In your Facebook announcement for your current mini-tour, you mentioned that you're working with new sounds and noises. Is "No New Answers, Still" indicative of where your musical muse is leading you? It strikes me as being very operatic, hypnotic, and keyboard-heavy; it's almost liturgical. Another demo, "Foam Coming," seems similarly drone-y; listening to it makes me think of you wailing up from the bottom of a very, very deep well.

Both "Foam Coming" and "No New Answers, Still" are sketches from some very recent practices in the attic of my Baltimore home. I'm learning new instruments and re-learning old instruments at the same time; in addition to an Alesis vocal processor and tape decks, I've added a shitty keyboard and a Triwave Picogenerator built by carpenter/holy man Nick Barna.

I don't think these song-chunks I've set forth are anything but steps on a road, and, ultimately, isn't that what songs are? Indicators of one's progress and interests at any given time. I'm interested in texture.

More of a journey than a destination, then.

Definitely more of a journey. A progress report.

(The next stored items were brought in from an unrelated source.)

PR #448, opened 2019-04-24
Remove decision from Vote

ruhatch:


src/Cardano/Chain/Update/Vote.hs
```diff
@@ -292,21 +285,19 @@ type Vote = AVote ()
...
 data AVote a = UnsafeVote
-  { uvKey         :: !PublicKey
+  { voterPK       :: !PublicKey
   -- ^ Public key of stakeholder, who votes
-  , aUvProposalId :: !(Annotated UpId a)
+  , aProposalId   :: !(Annotated UpId a)
   -- ^ Proposal to which this vote applies
-  , aUvDecision   :: !(Annotated Bool a)
+  , decisionBytes :: !a
   -- ^ Approval/rejection bit
```
dnadales: Maybe we need to update this comment, since it seems this no longer conveys any semantic meaning.

src/Cardano/Chain/Update/Vote.hs
```diff
@@ -292,21 +285,19 @@ type Vote = AVote ()
...
 --   Invariant: The signature is valid.
 data AVote a = UnsafeVote
-  { uvKey         :: !PublicKey
+  { voterPK       :: !PublicKey
   -- ^ Public key of stakeholder, who votes
-  , aUvProposalId :: !(Annotated UpId a)
+  , aProposalId   :: !(Annotated UpId a)
   -- ^ Proposal to which this vote applies
-  , aUvDecision   :: !(Annotated Bool a)
+  , decisionBytes :: !a
```
dnadales: It seems we're not using this field anymore, so why do we keep it (I'm pretty sure I'm missing something anyway :))

dnadales: I mean, if this is always `bytesOf True`, why not just using this constant in `recoverSignedBytes`?

dnadales (approved):
LGTM!

Only some questions and requests for comments.

src/Cardano/Chain/Update/Vote.hs
ruhatch: Aha, I suppose we could do this, we'd just have to change the code here to use a `Raw "bytesOfTrue"`. The reason I did it this way was to allow non-canonical encodings of `True` to be accepted, but we can probably disregard that case, and just hardcode the `True` bytes.

dnadales: It was just a question, so I trust your judgement :) I'm fine either way

PR #554, opened 2018-05-28
ideapad-laptop: Add E42-80 to no_hw_rfkill list

dylanchu:
`Lenovo Zhaoyang E42-80` is another Lenovo ideapad model **without a hw rfkill switch**, resulting in wifi always reported as hard blocked.
Add it to the list of models without rfkill switch.


dylanchu:
The patch has been sent following the instructions and I'm now waiting for the reply.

What is your attic studio setup like? For some reason, the idea of an attic is way creepier than the idea of a basement. I'm not sure why.

Nate and I share a small-bedroom-sized zone at the top of my house for studio use. It is intimate and has a nice feeling, seeing treetops and since it is a tiny room it is very easy to fill with sound. The walls are white and slope sharply. We reorganize and rearrange constantly. Or try to. Nate's side is, at present, much tidier than mine.

Is the Nate you mention Nate Nelson, of Mouthus?

Anywhere a Nate is mentioned in this interview, it refers to Nate Nelson. Apart from being a perfect boyfriend and amazing cook and cat-dad, the solo music he makes as Afternoon Penis is remarkable. His work ethic is a constant inspiration.